The Israeli invasion of Nablus was triggered by a Sunday shooting at an Israeli communal farm in which five people, including two small boys, were killed by a gunman from the Al Aqsa Martyrs' Brigade, a militia linked to Arafat's Fatah group. The attacker managed to flee the scene.

Israeli officials identified the gunman as Sirhan Sirhan, a 19-year-old from the Tulkarem refugee camp. Officials initially said they believed he was a distant relative of the assassin by the same name who killed presidential candidate Robert Kennedy in 1968 -- but later withdrew that claim.

Israeli security officials have said the order for the communal farm attack came from militiamen in Nablus.

Arafat denounced the Nablus raid as a "new war crime."

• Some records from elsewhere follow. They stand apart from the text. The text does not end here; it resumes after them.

PR #15400, opened 2025-07-10
feat: Automatic flags based on string location

### LINKED ISSUE #13597: Automatic flags based on string location
### Describe the problem

Users have to manually add flags like `rst-text` or `md-text` for translation files extracted from reStructuredText (for example using Sphinx) or Markdown documents (using po4a). This should not be necessary when there is information that this string was extracted from `.rst` or `.md` file.

The `flags` property of `TranslationUnit` could inspect `locations` and add flags based on the filename.

_No response_

### Screenshots

_No response_

### Additional context

_No response_

gersona:
- fixes #13597

### DIFF
--- a/docs/user/checks.rst
+++ b/docs/user/checks.rst
@@ -2033,3 +2033,15 @@ For example with Gettext in Python it could be:
 
 
 .. _reStructuredText Primer: https://www.sphinx-doc.org/en/master/usage/restructuredtext/basics.html
+
+
+.. _default-location-flags:
+
+Default location flags
+----------------------
+
+Some flags are added to strings by default based on their locations.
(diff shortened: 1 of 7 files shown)


docs/user/checks.rst
```diff
@@ -2033,3 +2033,15 @@ For example with Gettext in Python it could be:
 
 
 .. _reStructuredText Primer: https://www.sphinx-doc.org/en/master/usage/restructuredtext/basics.html
+
+
+.. _default-location-flags:
+
+Default location flags
```
nijel: I'm not sure that “default” is the right word here. How about:

```suggestion
Location-based automatic flags
```

gersona: That's definitely clearer

PR #15404, opened 2025-07-10
Move sort icons to the left for right-aligned table columns

softworkz:
## Before

image

## After

image

### Rationale

When the headings are not properly right-aliged, the table views are very confusing (the percentage bars add to that visual confusion btw).
I'm not aware of any CSS trick to move the spans to the other side (except float, but then it fully moves to the other edge), the order can only be changed at the source.

Hope this makes sense to you.


KarenKonou (approved):

nijel:

Issue #14645, opened 2025-04-22
Python segmentation fault on MacOS 15.4


nijel:
### Describe the issue

Since the update to macOS 15.4 the Python installed from brew crashes while running the test suite with segmentation fault. This can be seen here: https://github.com/WeblateOrg/weblate/actions/runs/14592037763/job/40929306650

### I already tried

- [x] I've read and searched [the documentation](https://docs.weblate.org/).
- [x] I've searched for similar filed issues in this repository.

### Steps to reproduce the behavior

CI job does that.

### Exception traceback

```pytb

```

### Weblate deploy checks

```shell

```

### Additional context

I've asked at Homebrew forum, but that gave no hints: https://github.com/orgs/Homebrew/discussions/6094

nijel:
For now I've marked macos CI as not required when merging pull requests.

gersona:
Issue related to the version of the LDC compiler, the

nijel:
Let's see if that helps https://github.com/WeblateOrg/weblate/pull/14942

nijel:
Okay, I think that's a different issue. I don't think there is anything compiled with ldc in our stack and ldc is not even installed on the CI system.

nijel:
I've saved crash reports from the CI, but I can't find anything useful there: https://github.com/nijel/weblate/actions/runs/15155810723

[Python-2025-05-21-072126.ips.txt](https://github.com/user-attachments/files/20362908/Python-2025-05-21-072126.ips.txt)

gersona:
It might be another library available by default on macos 15.4 that has been compiled with LDC. 
At this point, it's too tricky to go down the rabbit hole of chasing the faulty one. I don't know if it's just more reasonable to wait for an OS update , but this may also take weeks before it's realeased

nijel:
The CI environment is not critical, so we can wait there.

PR #15406, opened 2025-07-10
Introduce template block for nav_pills

softworkz:
Hi,

first of all thanks for your hard work on this software! It excels in many aspects: it's well organized, clean and transparent and very well documented.  Setting up a production instance (Docker-less) with direct dev-to-production deployment was still an enormous task. I noticed too late that settings_docker is still what I need even without Docker. But well - that's fair - you cannot expect to get everything served for free on a silver plate.. 😉 

There's just a single big issue I have and that's about the layout. From top to bottom, there's a menu with some items, then there's a breadcrumps bar and then - there's (often) once another menu bar - right in the middle of the page where you normally expect content. Sometimes there are messages shown above it, which moves that bar even further down. 
This is somewhat odd - at least you don't see that very often. More typically it's Logo/Header > Menubar 1 > Menubar 2 > Breadcrumps > Notifications > Content > Footer 

That's what I wanted to achieve at least - unfortunately it cannot be reasonably done with CSS only, because the secondary menu bar ("nav-pills") is inside the main content container and you cannot reasonably get it out of that and re-order.
(it's possible to set body to display:flex, flex-dir:column, set display:contents for main-content and then order:1,2,3,4 for the elements, but that's ugly and then you don't have a main content container anymore for border/background differentiation)

Looking at the templates it appeared straightforward to introduce a new block nav_pills for the 2nd menu-bar, I did so and it worked well. With this PR it will be possible to make a single change in base.html in order to move the nav-pills bar above the breadcrumps (needs appropriate CSS of course).

I hope it's okay the way I did it (no experience with Django) - the one case I wasn't able to figure out in limited time is the project settings view (`/settings/<project-name>/`) - is this creating the pills dynamically?

For illustration, here's the final result:

image

(the site is for translation of our own software, not a commercial service, the breakdown of OneSky forced us into it..)

Best wishes,
sw


softworkz:
Looking at the [history of the macOS runs](https://github.com/WeblateOrg/weblate/actions/workflows/macos.yml), it's nothing I need to be concerned about, right?

nijel:
Yes, that's a known issue - https://github.com/WeblateOrg/weblate/issues/14645

nijel:

softworkz:
For reference, here's how I'm using it to show the secondary menu bar ("nav pills") above the breadcrumps bar - like shown in the screenshot above: https://github.com/softworkz/weblate/commit/fd4f368bb387a6a88270ac406d4545e9d2eaefb1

Prime Minister Ariel Sharon said in a television interview Wednesday that Israel's security chiefs have advised him not to expel Arafat, as demanded by several hard-line ministers in his Cabinet. But he also said the debate would continue.

Sharon's comments came after Foreign Minister Benjamin Netanyahu urged for the second time in two days that Arafat be expelled. Sharon has sought to diminish Arafat's powers and the government has halted direct dealings with the Palestinian leader.

In a speech Tuesday night, Netanyahu said if he becomes prime minister in January elections, his first move would be to expel Arafat.

He renewed the call at Wednesday's Security Cabinet meeting, and was supported by Defense Minister Shaul Mofaz, according to Netanyahu's spokeswoman, Rena Riger.

Arafat responded angrily to Netanyahu.

"Netanyahu has to remember that I am Yasser Arafat and that this is my land and the land of my grand-grand-grand-grand-grandfathers," he said on the steps of his offices in the West Bank town of Ramallah, just north of Jerusalem.

Arafat has spent almost all of the past year at his headquarters and has stopped traveling abroad. Israel has said he is free to go, but suggested he may not be allowed to return to the Palestinian territories.